DATA TO USE:
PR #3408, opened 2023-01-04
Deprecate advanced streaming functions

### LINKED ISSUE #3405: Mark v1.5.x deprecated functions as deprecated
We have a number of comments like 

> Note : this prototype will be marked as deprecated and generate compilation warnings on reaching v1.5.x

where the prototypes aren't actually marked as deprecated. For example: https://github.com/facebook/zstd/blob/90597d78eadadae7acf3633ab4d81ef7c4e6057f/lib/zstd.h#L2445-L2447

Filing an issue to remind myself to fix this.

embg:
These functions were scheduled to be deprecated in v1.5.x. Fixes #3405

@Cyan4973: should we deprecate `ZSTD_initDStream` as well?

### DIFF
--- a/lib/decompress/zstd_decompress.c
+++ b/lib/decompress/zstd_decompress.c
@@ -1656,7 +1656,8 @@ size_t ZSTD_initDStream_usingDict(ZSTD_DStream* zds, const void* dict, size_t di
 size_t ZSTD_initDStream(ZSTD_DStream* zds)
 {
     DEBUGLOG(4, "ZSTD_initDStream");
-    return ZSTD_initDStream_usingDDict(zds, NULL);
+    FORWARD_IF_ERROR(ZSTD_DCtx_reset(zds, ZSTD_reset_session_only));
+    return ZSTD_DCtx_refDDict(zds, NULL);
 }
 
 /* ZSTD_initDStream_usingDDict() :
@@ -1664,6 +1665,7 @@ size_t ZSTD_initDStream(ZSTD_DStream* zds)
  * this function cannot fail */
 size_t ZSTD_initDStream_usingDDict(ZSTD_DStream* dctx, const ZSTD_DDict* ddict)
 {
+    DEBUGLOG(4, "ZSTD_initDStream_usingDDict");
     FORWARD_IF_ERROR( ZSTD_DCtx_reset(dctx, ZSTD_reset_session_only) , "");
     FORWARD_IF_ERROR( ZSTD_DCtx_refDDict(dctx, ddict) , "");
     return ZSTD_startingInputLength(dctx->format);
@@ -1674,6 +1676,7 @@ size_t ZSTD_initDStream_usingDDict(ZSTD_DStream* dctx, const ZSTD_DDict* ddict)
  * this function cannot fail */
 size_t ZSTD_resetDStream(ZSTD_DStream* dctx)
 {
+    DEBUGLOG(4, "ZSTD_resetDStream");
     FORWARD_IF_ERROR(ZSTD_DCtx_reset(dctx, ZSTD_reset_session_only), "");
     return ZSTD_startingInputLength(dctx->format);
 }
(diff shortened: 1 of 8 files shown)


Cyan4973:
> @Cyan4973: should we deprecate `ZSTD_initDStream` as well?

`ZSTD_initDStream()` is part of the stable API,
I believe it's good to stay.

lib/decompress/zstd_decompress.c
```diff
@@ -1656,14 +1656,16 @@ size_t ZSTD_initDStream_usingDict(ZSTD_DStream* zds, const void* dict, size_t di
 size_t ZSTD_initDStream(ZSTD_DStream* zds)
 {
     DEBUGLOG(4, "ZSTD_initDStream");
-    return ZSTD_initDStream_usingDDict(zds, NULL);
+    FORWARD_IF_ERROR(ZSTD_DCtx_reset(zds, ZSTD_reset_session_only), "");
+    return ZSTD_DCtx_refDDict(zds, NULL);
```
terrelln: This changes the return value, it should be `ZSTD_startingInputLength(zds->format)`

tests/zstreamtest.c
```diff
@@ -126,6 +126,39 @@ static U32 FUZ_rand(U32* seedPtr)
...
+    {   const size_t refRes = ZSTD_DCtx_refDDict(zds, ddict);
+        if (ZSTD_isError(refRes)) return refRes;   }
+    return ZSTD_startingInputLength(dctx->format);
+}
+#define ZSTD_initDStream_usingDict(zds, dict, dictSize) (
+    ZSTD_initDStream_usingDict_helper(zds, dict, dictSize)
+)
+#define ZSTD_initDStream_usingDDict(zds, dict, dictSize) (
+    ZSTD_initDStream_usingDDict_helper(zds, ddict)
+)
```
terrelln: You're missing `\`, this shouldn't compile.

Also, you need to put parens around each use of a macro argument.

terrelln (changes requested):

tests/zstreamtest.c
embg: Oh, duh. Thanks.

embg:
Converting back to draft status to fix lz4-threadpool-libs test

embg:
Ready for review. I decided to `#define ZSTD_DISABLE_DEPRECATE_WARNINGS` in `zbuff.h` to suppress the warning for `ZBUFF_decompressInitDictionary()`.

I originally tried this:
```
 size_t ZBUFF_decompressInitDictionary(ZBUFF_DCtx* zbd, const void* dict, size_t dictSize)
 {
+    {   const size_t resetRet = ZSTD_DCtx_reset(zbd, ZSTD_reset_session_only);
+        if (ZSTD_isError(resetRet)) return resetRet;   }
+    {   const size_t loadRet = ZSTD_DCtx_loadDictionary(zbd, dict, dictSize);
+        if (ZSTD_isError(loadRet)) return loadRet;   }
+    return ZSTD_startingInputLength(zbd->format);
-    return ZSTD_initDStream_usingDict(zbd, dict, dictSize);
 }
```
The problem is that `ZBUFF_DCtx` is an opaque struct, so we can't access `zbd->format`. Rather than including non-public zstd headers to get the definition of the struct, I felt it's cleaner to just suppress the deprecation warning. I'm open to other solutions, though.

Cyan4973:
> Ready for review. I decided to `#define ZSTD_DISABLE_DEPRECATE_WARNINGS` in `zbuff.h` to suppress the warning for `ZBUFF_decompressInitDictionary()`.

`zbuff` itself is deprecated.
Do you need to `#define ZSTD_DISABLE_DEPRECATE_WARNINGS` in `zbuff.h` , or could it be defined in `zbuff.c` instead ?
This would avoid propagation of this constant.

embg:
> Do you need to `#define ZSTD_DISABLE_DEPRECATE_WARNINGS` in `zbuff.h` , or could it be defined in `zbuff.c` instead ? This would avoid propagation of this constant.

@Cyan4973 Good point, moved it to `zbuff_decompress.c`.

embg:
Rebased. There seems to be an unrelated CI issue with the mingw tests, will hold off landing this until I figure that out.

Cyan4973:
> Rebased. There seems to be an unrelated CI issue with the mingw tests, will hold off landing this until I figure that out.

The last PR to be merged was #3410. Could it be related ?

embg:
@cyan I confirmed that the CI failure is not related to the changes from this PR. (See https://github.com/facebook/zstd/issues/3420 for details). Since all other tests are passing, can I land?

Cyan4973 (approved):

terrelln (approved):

DIRECTIONS FOR THIS TASK:
The full listing, repeated exactly, is the expected answer.

WORKED SOLUTION:
PR #3408, opened 2023-01-04
Deprecate advanced streaming functions

### LINKED ISSUE #3405: Mark v1.5.x deprecated functions as deprecated
We have a number of comments like 

> Note : this prototype will be marked as deprecated and generate compilation warnings on reaching v1.5.x

where the prototypes aren't actually marked as deprecated. For example: https://github.com/facebook/zstd/blob/90597d78eadadae7acf3633ab4d81ef7c4e6057f/lib/zstd.h#L2445-L2447

Filing an issue to remind myself to fix this.

embg:
These functions were scheduled to be deprecated in v1.5.x. Fixes #3405

@Cyan4973: should we deprecate `ZSTD_initDStream` as well?

### DIFF
--- a/lib/decompress/zstd_decompress.c
+++ b/lib/decompress/zstd_decompress.c
@@ -1656,7 +1656,8 @@ size_t ZSTD_initDStream_usingDict(ZSTD_DStream* zds, const void* dict, size_t di
 size_t ZSTD_initDStream(ZSTD_DStream* zds)
 {
     DEBUGLOG(4, "ZSTD_initDStream");
-    return ZSTD_initDStream_usingDDict(zds, NULL);
+    FORWARD_IF_ERROR(ZSTD_DCtx_reset(zds, ZSTD_reset_session_only));
+    return ZSTD_DCtx_refDDict(zds, NULL);
 }
 
 /* ZSTD_initDStream_usingDDict() :
@@ -1664,6 +1665,7 @@ size_t ZSTD_initDStream(ZSTD_DStream* zds)
  * this function cannot fail */
 size_t ZSTD_initDStream_usingDDict(ZSTD_DStream* dctx, const ZSTD_DDict* ddict)
 {
+    DEBUGLOG(4, "ZSTD_initDStream_usingDDict");
     FORWARD_IF_ERROR( ZSTD_DCtx_reset(dctx, ZSTD_reset_session_only) , "");
     FORWARD_IF_ERROR( ZSTD_DCtx_refDDict(dctx, ddict) , "");
     return ZSTD_startingInputLength(dctx->format);
@@ -1674,6 +1676,7 @@ size_t ZSTD_initDStream_usingDDict(ZSTD_DStream* dctx, const ZSTD_DDict* ddict)
  * this function cannot fail */
 size_t ZSTD_resetDStream(ZSTD_DStream* dctx)
 {
+    DEBUGLOG(4, "ZSTD_resetDStream");
     FORWARD_IF_ERROR(ZSTD_DCtx_reset(dctx, ZSTD_reset_session_only), "");
     return ZSTD_startingInputLength(dctx->format);
 }
(diff shortened: 1 of 8 files shown)


Cyan4973:
> @Cyan4973: should we deprecate `ZSTD_initDStream` as well?

`ZSTD_initDStream()` is part of the stable API,
I believe it's good to stay.

lib/decompress/zstd_decompress.c
```diff
@@ -1656,14 +1656,16 @@ size_t ZSTD_initDStream_usingDict(ZSTD_DStream* zds, const void* dict, size_t di
 size_t ZSTD_initDStream(ZSTD_DStream* zds)
 {
     DEBUGLOG(4, "ZSTD_initDStream");
-    return ZSTD_initDStream_usingDDict(zds, NULL);
+    FORWARD_IF_ERROR(ZSTD_DCtx_reset(zds, ZSTD_reset_session_only), "");
+    return ZSTD_DCtx_refDDict(zds, NULL);
```
terrelln: This changes the return value, it should be `ZSTD_startingInputLength(zds->format)`

tests/zstreamtest.c
```diff
@@ -126,6 +126,39 @@ static U32 FUZ_rand(U32* seedPtr)
...
+    {   const size_t refRes = ZSTD_DCtx_refDDict(zds, ddict);
+        if (ZSTD_isError(refRes)) return refRes;   }
+    return ZSTD_startingInputLength(dctx->format);
+}
+#define ZSTD_initDStream_usingDict(zds, dict, dictSize) (
+    ZSTD_initDStream_usingDict_helper(zds, dict, dictSize)
+)
+#define ZSTD_initDStream_usingDDict(zds, dict, dictSize) (
+    ZSTD_initDStream_usingDDict_helper(zds, ddict)
+)
```
terrelln: You're missing `\`, this shouldn't compile.

Also, you need to put parens around each use of a macro argument.

terrelln (changes requested):

tests/zstreamtest.c
embg: Oh, duh. Thanks.

embg:
Converting back to draft status to fix lz4-threadpool-libs test

embg:
Ready for review. I decided to `#define ZSTD_DISABLE_DEPRECATE_WARNINGS` in `zbuff.h` to suppress the warning for `ZBUFF_decompressInitDictionary()`.

I originally tried this:
```
 size_t ZBUFF_decompressInitDictionary(ZBUFF_DCtx* zbd, const void* dict, size_t dictSize)
 {
+    {   const size_t resetRet = ZSTD_DCtx_reset(zbd, ZSTD_reset_session_only);
+        if (ZSTD_isError(resetRet)) return resetRet;   }
+    {   const size_t loadRet = ZSTD_DCtx_loadDictionary(zbd, dict, dictSize);
+        if (ZSTD_isError(loadRet)) return loadRet;   }
+    return ZSTD_startingInputLength(zbd->format);
-    return ZSTD_initDStream_usingDict(zbd, dict, dictSize);
 }
```
The problem is that `ZBUFF_DCtx` is an opaque struct, so we can't access `zbd->format`. Rather than including non-public zstd headers to get the definition of the struct, I felt it's cleaner to just suppress the deprecation warning. I'm open to other solutions, though.

Cyan4973:
> Ready for review. I decided to `#define ZSTD_DISABLE_DEPRECATE_WARNINGS` in `zbuff.h` to suppress the warning for `ZBUFF_decompressInitDictionary()`.

`zbuff` itself is deprecated.
Do you need to `#define ZSTD_DISABLE_DEPRECATE_WARNINGS` in `zbuff.h` , or could it be defined in `zbuff.c` instead ?
This would avoid propagation of this constant.

embg:
> Do you need to `#define ZSTD_DISABLE_DEPRECATE_WARNINGS` in `zbuff.h` , or could it be defined in `zbuff.c` instead ? This would avoid propagation of this constant.

@Cyan4973 Good point, moved it to `zbuff_decompress.c`.

embg:
Rebased. There seems to be an unrelated CI issue with the mingw tests, will hold off landing this until I figure that out.

Cyan4973:
> Rebased. There seems to be an unrelated CI issue with the mingw tests, will hold off landing this until I figure that out.

The last PR to be merged was #3410. Could it be related ?

embg:
@cyan I confirmed that the CI failure is not related to the changes from this PR. (See https://github.com/facebook/zstd/issues/3420 for details). Since all other tests are passing, can I land?

Cyan4973 (approved):

terrelln (approved):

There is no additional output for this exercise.